I use the Instigater by Sportworks/Thule. Comes out of the box ready to use. Don't have to take off the wheel. Simply lock down the arm on the wheel and you're good to go. Doesn't damage the bike or your truck. Have used it for over a year now and couldn't be happier.


----------



## fgiraffe (Aug 30, 2004)

Another happy Instigater user here. Gets pricey for more than one bike, but I don't have that problem at the moment. There's directions here on making your own rack with PVC.


----------



## mtnbikerdude87 (Dec 19, 2003)

Ive been using tie down on my trucks for about two years now and havent had any issues. To lock them up I just use a cable lock.


----------



## zod (Jul 15, 2003)

Instagator all the way.........


----------



## Trail Daddy (Nov 11, 2004)

Here is my simple design. Couple of 2x4's and some Yakima fork mounts. Works great. And cheap!


----------



## stealth1 (Sep 11, 2004)

I have used the REC-RAC for 6 months in my Tacoma. No front wheel removal and secure even on rough dirt roads. :thumbsup:


----------



## CharacterZero (May 19, 2004)

Jordansrealm said:


> I've always carried my bikes in the open bed of my truck with simple tie downs. Just curious what some of you do or have installed in your bed. Have seen some guys that'll hang their front fork over the tailgate with a tailgate pad over it. Have seem some build cross bars to attach forks to. etc...
> 
> Post up some pics if you got em carrying a few bikes!
> 
> ...


I would post some pics, but they are all saveed at home!
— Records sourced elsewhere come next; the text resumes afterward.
Issue #570, opened 2026-04-18
fs/ext2: InodeOps link and symlink (inline fast-symlink + slow-symlink paths)


dburkart:
## Motivation

Implements RFC 0004 — ext2 filesystem driver (workstream E, write-path).

Hard links bump `i_links_count` and add a new dirent pointing at the same inode; symbolic links are a distinct inode whose target path is stored either inline in `i_block[]` (fast symlink, ≤ 60 bytes) or in a single data block (slow symlink). Both paths must share the create/add_link ordering from #568.

## Work

- [ ] `Ext2InodeOps::link(old_dentry, parent, new_name, cred)`:
  - Permission-check parent with `MAY_WRITE | MAY_EXEC`.
  - Refuse if `old_dentry` is a directory (POSIX: only superuser historically; vibix rule: always refuse).
  - Refuse if `i_links_count == u16::MAX`.
  - Increment `i_links_count`, sync inode, add dirent in parent, sync parent block. On add_link failure, decrement `i_links_count` and revert.
- [ ] `Ext2InodeOps::symlink(parent, new_name, target, cred)`:
  - Follows the create ordering in #568, but:
    - If `target.len() <= 60`: store in `i_block[0..=14]` as raw bytes, `i_size = target.len()`, `i_blocks = 0` (fast symlink).
    - Else: allocate a data block, write target into it, `i_size = target.len()`, `i_blocks` updated (slow symlink).
  - `i_mode` = `S_IFLNK | 0o777` (symlinks are always 0777; POSIX clause §4.10).
- [ ] Tests: link cycle detection (refuse ELOOP up-front? — VFS already handles; ext2 does not re-check); link past u16::MAX; symlink at exactly 60 bytes (inline) and 61 bytes (slow); symlink read-back matches.

## Out of scope

- The `readlink` op itself is the read-path counterpart already in #563; this issue only covers writing the target.

## Context

- Parent epic: #537
- RFC: `docs/RFC/0004-ext2-filesystem-driver.md` (§Hard links, §Symbolic links, §Fast symlink format)
- Depends on: create/mkdir/mknod (this epic), dirent walker (#560).
- Blocks: rename (this epic) indirectly — rename across directories uses the same add_link helper.

PR #605, opened 2026-04-19
sys: wire link/linkat + symlink/symlinkat + readlink/readlinkat (#540)

### LINKED ISSUE #540: sys: wire link/linkat + symlink/symlinkat + readlink/readlinkat
## Motivation

Implements RFC 0004 — Workstream A (POSIX write syscalls, wave 1). The VFS
`InodeOps::link`/`symlink`/`readlink` hooks exist but there is no syscall arm calling
them. Required for hard-link testing and for symlink resolution during path walk.

## Work

- [ ] Wire `link(oldpath, newpath)` + `linkat(olddirfd, oldpath, newdirfd, newpath, flags)` — support `AT_EMPTY_PATH`, `AT_SYMLINK_FOLLOW`
- [ ] Wire `symlink(target, linkpath)` + `symlinkat(target, newdirfd, linkpath)` — `target` stored as bytes, not NUL-terminated
- [ ] Wire `readlink(path, buf, bufsize)` + `readlinkat(dirfd, path, buf, bufsize)` — **do NOT NUL-terminate the output** (POSIX returns bytes written, caller adds NUL)
- [ ] `link` rejects linking across mount points (`EXDEV`) and rejects directory source (`EPERM`)
- [ ] `link` enforces `LINK_MAX` (ext2 = 32000) — returns `EMLINK`
- [ ] Errno coverage: `EACCES`, `EEXIST`, `EFAULT`, `EIO`, `ENOENT`, `EXDEV`, `EMLINK`, `ENOSPC`, `EPERM` per RFC errno table
- [ ] Integration test: create symlink, `readlink` it back, `link` a file and verify hard-link count via `stat`

## Out of scope

- Fast-symlink on-disk storage for ext2 (Workstream E).
- Symlink loop detection limits — covered by existing path-walk code.

## Context

- Parent epic: #537
- RFC 0004 §Kernel-Userspace Interface for errno table
- `kernel/src/fs/vfs/` for trait signatures

dburkart:
## Summary

Closes #540. Part of RFC 0004 epic #537, Workstream A (POSIX write
syscalls, wave 1). Mirrors the syscall-wiring structure of #585
(mkdir), #589 (unlink), and #596 (chmod/chown).

- Wires `link`/`linkat`, `symlink`/`symlinkat`, `readlink`/`readlinkat`
  through the existing `InodeOps::link`/`symlink`/`readlink` trait
  methods. Dispatch arms are gated behind `#[cfg(feature =
  \"vfs_creds\")]` per the A-before-B convention; `sys_*_impl`
  entry points are always compiled so integration tests exercise
  them regardless of feature state.
- Shaping done in the shared bodies: `EPERM` on directory-hard-link,
  `EXDEV` across superblocks, `EEXIST` / `ENOTDIR` / `ENOENT` /
  `EINVAL` per RFC 0004 §Kernel-Userspace Interface. `readlink`
  is **not** NUL-terminated (POSIX); walk uses default `LookupFlags`
  (not `NOFOLLOW`) so a terminal symlink resolves to itself instead
  of returning `ELOOP`.
- Adds `EMLINK = -31` errno for the `link` nlink-overflow table
  entry. Actual enforcement lives in ext2's `link` body (#570,
  separate workstream).

## Test plan

- [x] Host unit tests pass (`cargo xtask test-unit`), including the
      syscall-number / errno ABI regression tables with the new
      entries.
- [x] Integration test `syscall_link_symlink` — 13 cases, all pass:
      dispatcher-ENOSYS anchors for SYS_link/symlink/readlink,
      symlink→readlink round-trip, no-NUL-terminator check,
      bufsize truncation, `EINVAL` on non-link / bufsize-0,
      `ENOENT` on missing path, `link` nlink increment + shared-ino
      verification, `EPERM` on directory source, `symlinkat` and
      `readlinkat` with `AT_FDCWD` + absolute paths.

### DIFF
--- a/kernel/Cargo.toml
+++ b/kernel/Cargo.toml
@@ -305,6 +305,10 @@ name = "syscall_unlink"
 harness = false
 
 [[test]]
+name = "syscall_link_symlink"
+harness = false
+
+[[test]]
 name = "syscall_getuid_family"
 harness = false
 
--- a/kernel/src/arch/x86_64/syscall.rs
+++ b/kernel/src/arch/x86_64/syscall.rs
@@ -853,6 +853,41 @@ pub unsafe extern "C" fn syscall_dispatch(
         #[cfg(feature = "vfs_creds")]
         UNLINKAT => super::syscalls::vfs::sys_unlinkat_impl(a0 as i32, a1, a2 as u32),
 
+        // link/linkat/symlink/symlinkat/readlink/readlinkat (issue #540,
+        // RFC 0004 Workstream A wave 1). Same A-before-B gate as the
+        // other write syscalls — with `vfs_creds` off the arms are
+        // absent and the dispatcher's default returns `-ENOSYS`.
+        // Integration tests call `sys_*_impl` directly regardless of
+        // feature state, mirroring the mkdir/unlink convention.
+
+        // link(oldpath, newpath) — create a hard link at `newpath`.
+        #[cfg(feature = "vfs_creds")]
+        LINK => super::syscalls::vfs::sys_link_impl(a0, a1),
+
+        // linkat(olddfd, oldpath, newdfd, newpath, flags) — *at form
+        // of link; honors AT_SYMLINK_FOLLOW.
+        #[cfg(feature = "vfs_creds")]
+        LINKAT => super::syscalls::vfs::sys_linkat_impl(a0 as i32, a1, a2 as i32, a3, a4 as u32),
+
+        // symlink(target, linkpath) — create a symbolic link at
+        // `linkpath` whose contents are `target`.
+        #[cfg(feature = "vfs_creds")]
+        SYMLINK => super::syscalls::vfs::sys_symlink_impl(a0, a1),
+
+        // symlinkat(target, newdfd, linkpath) — *at form of symlink.
+        #[cfg(feature = "vfs_creds")]
+        SYMLINKAT => super::syscalls::vfs::sys_symlinkat_impl(a0, a1 as i32, a2),
+
+        // readlink(path, buf, bufsize) — read the target of a symlink.
+        // Output is NOT NUL-terminated; the return value is the byte
+        // count written (POSIX).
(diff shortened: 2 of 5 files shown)


dburkart:
Thanks CodeRabbit — addressing the three findings:

**1. Default `link()` on terminal symlink returning ELOOP (critical) — fixed.**
Commit fef847b: `linkat_impl` now walks with `LookupFlags::default()` when `AT_SYMLINK_FOLLOW` is clear, so the terminal symlink inode is returned as-is (same trick `readlinkat_impl` already uses). Added regression test `link_on_symlink_default_hard_links_the_symlink` that links a symlink with a deliberately-nonexistent target — proves the walk never dereferences.

**2. DAC checks use `Credential::kernel()` instead of caller creds — out of scope for #540.**
This matches the established convention in the four sibling Workstream-A wave-1 PRs that already landed (mkdir #585 line 853, unlink #589, chmod/chown #596 line 1092). The dispatch arms are gated behind `#[cfg(feature = "vfs_creds")]` and the feature is not default-on (enforced by the `RFC 0004 vfs_creds gate` CI check), so `Credential::kernel()` is never reached from ring-3 today. Plumbing per-task creds through every `sys_*_impl` path is Workstream B's job (#546) and will land atomically with the gate flip, per RFC 0004. Filing a follow-up separately if one doesn't exist — doing it piecemeal per syscall would defeat the A-before-B design.

**3. Test VMAs missing `USER_ACCESSIBLE` — out of scope nit.**
All nine existing `kernel/tests/syscall_*.rs` integration tests use the exact same `prot_pte = PRESENT | WRITABLE | NO_EXECUTE` without `USER_ACCESSIBLE` (mkdir, chmod_chown, dup_family, fcntl, getdents, lseek, mkfifo, open_flags, open_mmap). The pattern works because the test-runner's paging setup grants user access via a different mechanism. Changing it in this PR alone would diverge from the convention — if the finding is real, it wants a sweep PR across all nine sibling tests.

I found them ALL by utiliznig the SEARCH FUNCTION!


----------



## slocaus (Jul 21, 2005)

Here is how to make one out of PVC for about $20 bucks. Plans for 3 or 4 bikes.


----------



## HoldMyBeer (Sep 19, 2005)

Insta-gater all the way. They're super quick and easy to use. Takes 2 seconds to load a bike. I bolted a yakima bar in the front of my bed to attach mine to so I can use my tail-gate without removing the racks. Gotta have somewhere to sit while drinking beer pre/postride! :thumbsup:


----------



## godxzilla (May 2, 2006)

ive posted this here before, but here is my setup. 2005 nissan frontier, modified some track pieces to mount the fork block to. Very simple really...


----------



## fat_weasel (Jan 9, 2005)

Jordansrealm said:


> I've always carried my bikes in the open bed of my truck with simple tie downs. Just curious what some of you do or have installed in your bed. Have seen some guys that'll hang their front fork over the tailgate with a tailgate pad over it. Have seem some build cross bars to attach forks to. etc...
> 
> Post up some pics if you got em carrying a few bikes!
> 
> ...


I used a Thule Instigater for a while and didn't like how wobbly it was-going over bumps, my bike would bounce all over the place. It was one of the first ones made and maybe they've gotten better by now. I finally just went with a single locking fork mount at the right rear corner of the bed. That takes care of one bike, and I can use tie-downs for any others and then just lock them to the first.


----------



## WildJackal (Jun 19, 2006)

I second the Rec Rac. I picked up mine on ebay.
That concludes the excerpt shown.